### WHAT THE TASK ASKS
Only the lines from the one containing "(2) All the" through the one containing "if (STATE.changeToTargetFPS ||" should be printed, exactly as they appear below, with both ends included.

⁂

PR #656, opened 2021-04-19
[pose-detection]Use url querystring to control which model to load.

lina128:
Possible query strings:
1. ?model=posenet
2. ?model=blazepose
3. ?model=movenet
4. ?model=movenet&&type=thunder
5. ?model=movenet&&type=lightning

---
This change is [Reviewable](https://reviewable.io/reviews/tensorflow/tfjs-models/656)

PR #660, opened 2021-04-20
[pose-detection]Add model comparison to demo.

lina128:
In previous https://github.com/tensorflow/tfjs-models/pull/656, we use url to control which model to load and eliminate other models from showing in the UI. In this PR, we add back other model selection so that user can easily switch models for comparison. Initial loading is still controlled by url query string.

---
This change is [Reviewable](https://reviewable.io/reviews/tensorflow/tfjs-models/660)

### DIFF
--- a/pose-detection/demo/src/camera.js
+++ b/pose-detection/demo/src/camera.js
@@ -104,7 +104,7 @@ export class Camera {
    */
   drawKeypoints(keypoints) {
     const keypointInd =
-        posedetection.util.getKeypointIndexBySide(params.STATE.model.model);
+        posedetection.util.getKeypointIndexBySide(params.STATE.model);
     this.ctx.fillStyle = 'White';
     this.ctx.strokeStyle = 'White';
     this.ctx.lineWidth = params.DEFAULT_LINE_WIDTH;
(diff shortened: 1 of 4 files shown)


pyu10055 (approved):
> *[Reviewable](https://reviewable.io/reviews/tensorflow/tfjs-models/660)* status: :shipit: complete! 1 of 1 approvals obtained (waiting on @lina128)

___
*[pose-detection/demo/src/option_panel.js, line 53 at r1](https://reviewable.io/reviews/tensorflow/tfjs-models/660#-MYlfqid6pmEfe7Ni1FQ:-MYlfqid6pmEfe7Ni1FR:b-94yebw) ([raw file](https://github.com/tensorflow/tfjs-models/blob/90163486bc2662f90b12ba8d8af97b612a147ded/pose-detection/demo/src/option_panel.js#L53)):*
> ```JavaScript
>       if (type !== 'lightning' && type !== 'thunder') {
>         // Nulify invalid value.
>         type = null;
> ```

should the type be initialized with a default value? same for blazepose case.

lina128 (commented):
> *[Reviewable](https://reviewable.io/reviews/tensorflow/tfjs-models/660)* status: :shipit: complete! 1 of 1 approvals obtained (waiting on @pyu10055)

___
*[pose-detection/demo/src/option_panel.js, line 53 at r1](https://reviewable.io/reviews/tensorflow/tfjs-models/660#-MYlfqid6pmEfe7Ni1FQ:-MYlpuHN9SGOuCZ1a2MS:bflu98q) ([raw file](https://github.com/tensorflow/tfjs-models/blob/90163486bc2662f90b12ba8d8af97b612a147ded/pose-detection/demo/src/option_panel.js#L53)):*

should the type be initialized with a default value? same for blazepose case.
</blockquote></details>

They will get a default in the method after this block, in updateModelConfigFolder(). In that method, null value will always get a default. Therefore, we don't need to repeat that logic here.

⁂

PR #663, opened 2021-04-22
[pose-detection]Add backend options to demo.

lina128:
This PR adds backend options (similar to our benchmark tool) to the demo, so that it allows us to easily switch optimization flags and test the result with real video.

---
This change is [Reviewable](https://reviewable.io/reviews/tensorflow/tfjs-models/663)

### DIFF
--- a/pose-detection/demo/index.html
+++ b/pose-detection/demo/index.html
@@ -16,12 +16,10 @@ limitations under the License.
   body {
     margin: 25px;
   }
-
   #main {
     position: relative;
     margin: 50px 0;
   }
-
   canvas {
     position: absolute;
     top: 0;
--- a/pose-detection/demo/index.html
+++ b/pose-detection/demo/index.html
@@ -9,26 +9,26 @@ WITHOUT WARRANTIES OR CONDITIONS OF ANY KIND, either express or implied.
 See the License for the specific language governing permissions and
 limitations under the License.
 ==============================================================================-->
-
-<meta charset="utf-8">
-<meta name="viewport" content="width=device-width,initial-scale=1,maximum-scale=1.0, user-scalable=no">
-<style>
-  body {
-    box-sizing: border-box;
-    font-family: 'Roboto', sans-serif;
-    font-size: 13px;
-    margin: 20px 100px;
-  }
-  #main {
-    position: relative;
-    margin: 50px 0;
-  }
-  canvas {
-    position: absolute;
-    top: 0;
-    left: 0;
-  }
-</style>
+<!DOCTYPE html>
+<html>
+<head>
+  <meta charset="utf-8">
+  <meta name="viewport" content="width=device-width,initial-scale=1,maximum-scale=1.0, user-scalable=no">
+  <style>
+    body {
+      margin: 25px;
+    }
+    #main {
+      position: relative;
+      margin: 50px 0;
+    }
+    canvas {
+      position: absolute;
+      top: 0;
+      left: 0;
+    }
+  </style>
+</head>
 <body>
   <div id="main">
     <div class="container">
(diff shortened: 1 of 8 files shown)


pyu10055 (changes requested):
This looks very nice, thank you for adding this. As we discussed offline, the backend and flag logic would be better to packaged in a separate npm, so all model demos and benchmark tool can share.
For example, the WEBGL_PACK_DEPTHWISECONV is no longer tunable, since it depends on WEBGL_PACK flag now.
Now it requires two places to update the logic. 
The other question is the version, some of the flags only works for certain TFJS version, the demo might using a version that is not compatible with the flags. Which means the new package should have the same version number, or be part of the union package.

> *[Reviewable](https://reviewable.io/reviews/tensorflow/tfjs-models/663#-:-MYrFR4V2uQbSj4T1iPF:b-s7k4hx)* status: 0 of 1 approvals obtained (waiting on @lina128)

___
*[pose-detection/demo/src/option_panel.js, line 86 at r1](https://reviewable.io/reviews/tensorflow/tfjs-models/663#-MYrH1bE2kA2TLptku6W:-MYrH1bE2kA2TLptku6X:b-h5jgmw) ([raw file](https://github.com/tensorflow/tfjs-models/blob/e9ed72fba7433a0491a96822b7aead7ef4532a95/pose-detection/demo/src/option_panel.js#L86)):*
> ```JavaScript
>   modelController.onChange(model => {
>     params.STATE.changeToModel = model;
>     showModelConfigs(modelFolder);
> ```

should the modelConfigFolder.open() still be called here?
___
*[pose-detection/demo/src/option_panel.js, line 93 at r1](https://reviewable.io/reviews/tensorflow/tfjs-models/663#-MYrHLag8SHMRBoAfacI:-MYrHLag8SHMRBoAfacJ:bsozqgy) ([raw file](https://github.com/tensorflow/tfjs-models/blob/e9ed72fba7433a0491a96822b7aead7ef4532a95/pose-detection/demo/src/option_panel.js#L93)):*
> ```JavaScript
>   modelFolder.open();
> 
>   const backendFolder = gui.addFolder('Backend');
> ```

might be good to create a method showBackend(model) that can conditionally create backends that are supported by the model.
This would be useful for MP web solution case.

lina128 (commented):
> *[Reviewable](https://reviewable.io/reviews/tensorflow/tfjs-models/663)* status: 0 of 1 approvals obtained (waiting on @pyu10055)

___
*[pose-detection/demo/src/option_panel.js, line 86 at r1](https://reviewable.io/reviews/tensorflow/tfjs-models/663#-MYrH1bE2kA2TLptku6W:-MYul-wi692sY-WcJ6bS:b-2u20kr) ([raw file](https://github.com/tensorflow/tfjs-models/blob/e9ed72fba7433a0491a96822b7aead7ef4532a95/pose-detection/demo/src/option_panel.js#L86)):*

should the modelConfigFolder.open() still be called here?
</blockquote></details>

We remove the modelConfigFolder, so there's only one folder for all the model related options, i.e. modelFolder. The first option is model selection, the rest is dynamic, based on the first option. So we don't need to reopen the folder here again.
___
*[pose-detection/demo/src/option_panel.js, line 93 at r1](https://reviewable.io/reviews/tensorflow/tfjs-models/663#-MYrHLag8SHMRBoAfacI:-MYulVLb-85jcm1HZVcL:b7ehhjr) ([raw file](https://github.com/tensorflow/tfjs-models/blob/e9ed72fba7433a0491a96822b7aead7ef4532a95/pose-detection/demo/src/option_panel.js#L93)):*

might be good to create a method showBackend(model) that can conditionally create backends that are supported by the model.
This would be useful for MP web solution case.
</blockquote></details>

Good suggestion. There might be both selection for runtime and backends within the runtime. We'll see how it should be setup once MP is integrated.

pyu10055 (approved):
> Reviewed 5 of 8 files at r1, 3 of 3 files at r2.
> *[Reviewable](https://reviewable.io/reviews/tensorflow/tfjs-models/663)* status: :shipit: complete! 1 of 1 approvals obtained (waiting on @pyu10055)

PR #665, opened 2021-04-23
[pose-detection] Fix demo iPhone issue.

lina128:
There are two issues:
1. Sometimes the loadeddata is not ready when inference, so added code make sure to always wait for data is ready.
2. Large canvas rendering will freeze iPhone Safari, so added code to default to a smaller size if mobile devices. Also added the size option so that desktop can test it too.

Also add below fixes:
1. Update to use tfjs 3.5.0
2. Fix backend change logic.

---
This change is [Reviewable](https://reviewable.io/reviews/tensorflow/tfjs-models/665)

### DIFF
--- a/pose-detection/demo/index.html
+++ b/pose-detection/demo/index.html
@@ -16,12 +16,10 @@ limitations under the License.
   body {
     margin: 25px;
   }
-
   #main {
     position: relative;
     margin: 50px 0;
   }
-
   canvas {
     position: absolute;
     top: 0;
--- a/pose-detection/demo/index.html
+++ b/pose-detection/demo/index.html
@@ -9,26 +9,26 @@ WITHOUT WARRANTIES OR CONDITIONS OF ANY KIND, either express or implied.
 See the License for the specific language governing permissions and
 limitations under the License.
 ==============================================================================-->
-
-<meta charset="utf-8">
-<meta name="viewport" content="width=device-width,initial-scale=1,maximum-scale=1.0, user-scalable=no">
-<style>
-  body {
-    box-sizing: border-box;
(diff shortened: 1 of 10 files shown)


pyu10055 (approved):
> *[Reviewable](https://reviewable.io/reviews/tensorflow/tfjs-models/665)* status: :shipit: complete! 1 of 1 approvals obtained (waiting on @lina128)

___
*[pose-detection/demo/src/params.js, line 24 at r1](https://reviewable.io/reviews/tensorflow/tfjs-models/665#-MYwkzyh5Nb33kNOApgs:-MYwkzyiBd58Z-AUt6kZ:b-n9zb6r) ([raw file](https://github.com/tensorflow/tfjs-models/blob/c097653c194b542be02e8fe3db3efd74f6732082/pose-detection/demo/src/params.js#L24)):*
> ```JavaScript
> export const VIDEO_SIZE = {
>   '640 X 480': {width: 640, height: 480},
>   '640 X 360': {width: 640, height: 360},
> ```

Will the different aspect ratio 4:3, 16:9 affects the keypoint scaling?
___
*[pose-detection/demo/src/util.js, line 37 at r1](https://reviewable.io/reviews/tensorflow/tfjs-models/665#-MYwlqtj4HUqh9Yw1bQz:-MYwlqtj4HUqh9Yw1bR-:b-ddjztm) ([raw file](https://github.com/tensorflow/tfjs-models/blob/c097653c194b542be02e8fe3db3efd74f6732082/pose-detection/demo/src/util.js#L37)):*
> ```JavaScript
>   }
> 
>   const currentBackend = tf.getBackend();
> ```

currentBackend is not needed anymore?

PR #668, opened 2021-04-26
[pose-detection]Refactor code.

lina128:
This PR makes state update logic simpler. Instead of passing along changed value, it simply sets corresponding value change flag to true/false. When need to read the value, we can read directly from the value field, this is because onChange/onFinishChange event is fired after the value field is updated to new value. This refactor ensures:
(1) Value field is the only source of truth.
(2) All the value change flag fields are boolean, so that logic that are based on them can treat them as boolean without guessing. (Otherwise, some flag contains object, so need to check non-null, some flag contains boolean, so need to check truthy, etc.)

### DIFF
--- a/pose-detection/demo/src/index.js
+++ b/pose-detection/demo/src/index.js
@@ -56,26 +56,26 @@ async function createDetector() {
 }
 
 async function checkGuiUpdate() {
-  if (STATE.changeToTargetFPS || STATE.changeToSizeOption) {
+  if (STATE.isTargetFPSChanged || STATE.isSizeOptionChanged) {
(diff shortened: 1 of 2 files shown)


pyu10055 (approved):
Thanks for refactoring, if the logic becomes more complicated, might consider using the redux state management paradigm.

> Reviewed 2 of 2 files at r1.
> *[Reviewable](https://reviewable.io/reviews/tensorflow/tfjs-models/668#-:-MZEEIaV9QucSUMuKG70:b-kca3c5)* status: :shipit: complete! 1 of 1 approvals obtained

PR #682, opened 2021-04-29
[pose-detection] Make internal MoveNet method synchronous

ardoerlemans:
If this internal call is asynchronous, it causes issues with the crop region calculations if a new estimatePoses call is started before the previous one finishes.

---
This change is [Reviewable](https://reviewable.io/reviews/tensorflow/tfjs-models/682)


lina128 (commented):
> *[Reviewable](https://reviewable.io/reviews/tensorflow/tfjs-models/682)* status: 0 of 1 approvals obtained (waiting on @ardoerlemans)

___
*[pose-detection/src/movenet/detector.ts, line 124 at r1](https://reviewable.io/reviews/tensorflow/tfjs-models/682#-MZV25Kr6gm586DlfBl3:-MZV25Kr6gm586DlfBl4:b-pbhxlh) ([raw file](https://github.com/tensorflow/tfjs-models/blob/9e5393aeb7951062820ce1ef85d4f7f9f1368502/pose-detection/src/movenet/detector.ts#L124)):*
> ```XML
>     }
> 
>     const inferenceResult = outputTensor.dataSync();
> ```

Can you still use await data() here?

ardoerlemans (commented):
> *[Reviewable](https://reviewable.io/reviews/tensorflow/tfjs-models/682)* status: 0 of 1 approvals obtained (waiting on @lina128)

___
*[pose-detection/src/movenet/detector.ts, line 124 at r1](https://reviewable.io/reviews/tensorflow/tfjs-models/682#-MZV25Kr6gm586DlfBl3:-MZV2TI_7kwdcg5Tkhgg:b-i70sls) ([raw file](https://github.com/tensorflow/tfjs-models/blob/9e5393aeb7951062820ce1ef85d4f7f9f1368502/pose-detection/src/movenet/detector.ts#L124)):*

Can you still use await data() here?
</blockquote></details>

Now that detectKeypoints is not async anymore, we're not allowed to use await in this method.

⁂

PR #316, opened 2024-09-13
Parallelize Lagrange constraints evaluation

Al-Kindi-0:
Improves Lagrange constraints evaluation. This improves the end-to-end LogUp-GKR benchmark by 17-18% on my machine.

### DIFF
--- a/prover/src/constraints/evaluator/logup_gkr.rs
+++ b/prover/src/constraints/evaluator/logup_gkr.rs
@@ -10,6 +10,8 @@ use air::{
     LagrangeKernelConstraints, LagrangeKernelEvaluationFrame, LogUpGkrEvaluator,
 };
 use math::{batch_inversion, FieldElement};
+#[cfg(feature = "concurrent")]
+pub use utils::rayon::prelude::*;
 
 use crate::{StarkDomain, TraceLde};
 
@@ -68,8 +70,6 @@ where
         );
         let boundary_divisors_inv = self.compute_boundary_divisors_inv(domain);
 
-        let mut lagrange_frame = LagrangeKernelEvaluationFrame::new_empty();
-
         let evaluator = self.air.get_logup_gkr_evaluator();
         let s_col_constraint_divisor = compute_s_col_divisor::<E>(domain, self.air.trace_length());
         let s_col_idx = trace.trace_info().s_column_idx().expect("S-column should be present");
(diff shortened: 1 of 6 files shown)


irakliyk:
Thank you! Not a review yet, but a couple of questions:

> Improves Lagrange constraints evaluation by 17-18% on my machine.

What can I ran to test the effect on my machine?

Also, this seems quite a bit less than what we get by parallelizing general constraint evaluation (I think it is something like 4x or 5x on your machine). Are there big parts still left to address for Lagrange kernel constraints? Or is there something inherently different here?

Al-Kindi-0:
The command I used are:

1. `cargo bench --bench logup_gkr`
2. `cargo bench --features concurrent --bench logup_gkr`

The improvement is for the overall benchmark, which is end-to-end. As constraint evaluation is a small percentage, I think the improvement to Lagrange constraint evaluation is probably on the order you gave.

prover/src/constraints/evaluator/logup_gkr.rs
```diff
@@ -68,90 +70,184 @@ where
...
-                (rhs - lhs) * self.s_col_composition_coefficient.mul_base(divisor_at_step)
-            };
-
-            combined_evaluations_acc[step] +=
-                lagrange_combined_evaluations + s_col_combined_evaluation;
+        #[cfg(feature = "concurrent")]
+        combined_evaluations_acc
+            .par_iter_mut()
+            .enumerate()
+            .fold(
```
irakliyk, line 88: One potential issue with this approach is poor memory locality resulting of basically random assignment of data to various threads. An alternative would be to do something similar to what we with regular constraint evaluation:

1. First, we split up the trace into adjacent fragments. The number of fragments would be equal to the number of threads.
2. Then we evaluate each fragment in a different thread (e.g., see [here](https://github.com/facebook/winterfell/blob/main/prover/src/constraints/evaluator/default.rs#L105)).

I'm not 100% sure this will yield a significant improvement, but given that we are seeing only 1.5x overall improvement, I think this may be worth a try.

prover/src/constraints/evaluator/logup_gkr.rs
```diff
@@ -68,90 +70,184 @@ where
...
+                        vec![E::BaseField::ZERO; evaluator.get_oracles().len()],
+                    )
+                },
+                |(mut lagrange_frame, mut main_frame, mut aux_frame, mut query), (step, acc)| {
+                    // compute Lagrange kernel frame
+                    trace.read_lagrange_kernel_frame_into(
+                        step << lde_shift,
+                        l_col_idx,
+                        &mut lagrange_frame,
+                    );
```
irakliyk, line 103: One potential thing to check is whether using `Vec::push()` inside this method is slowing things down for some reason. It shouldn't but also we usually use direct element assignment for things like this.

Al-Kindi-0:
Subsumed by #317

⁂

### OUTPUT FOR THIS EXERCISE
(2) All the value change flag fields are boolean, so that logic that are based on them can treat them as boolean without guessing. (Otherwise, some flag contains object, so need to check non-null, some flag contains boolean, so need to check truthy, etc.)

### DIFF
--- a/pose-detection/demo/src/index.js
+++ b/pose-detection/demo/src/index.js
@@ -56,26 +56,26 @@ async function createDetector() {
 }
 
 async function checkGuiUpdate() {
-  if (STATE.changeToTargetFPS || STATE.changeToSizeOption) {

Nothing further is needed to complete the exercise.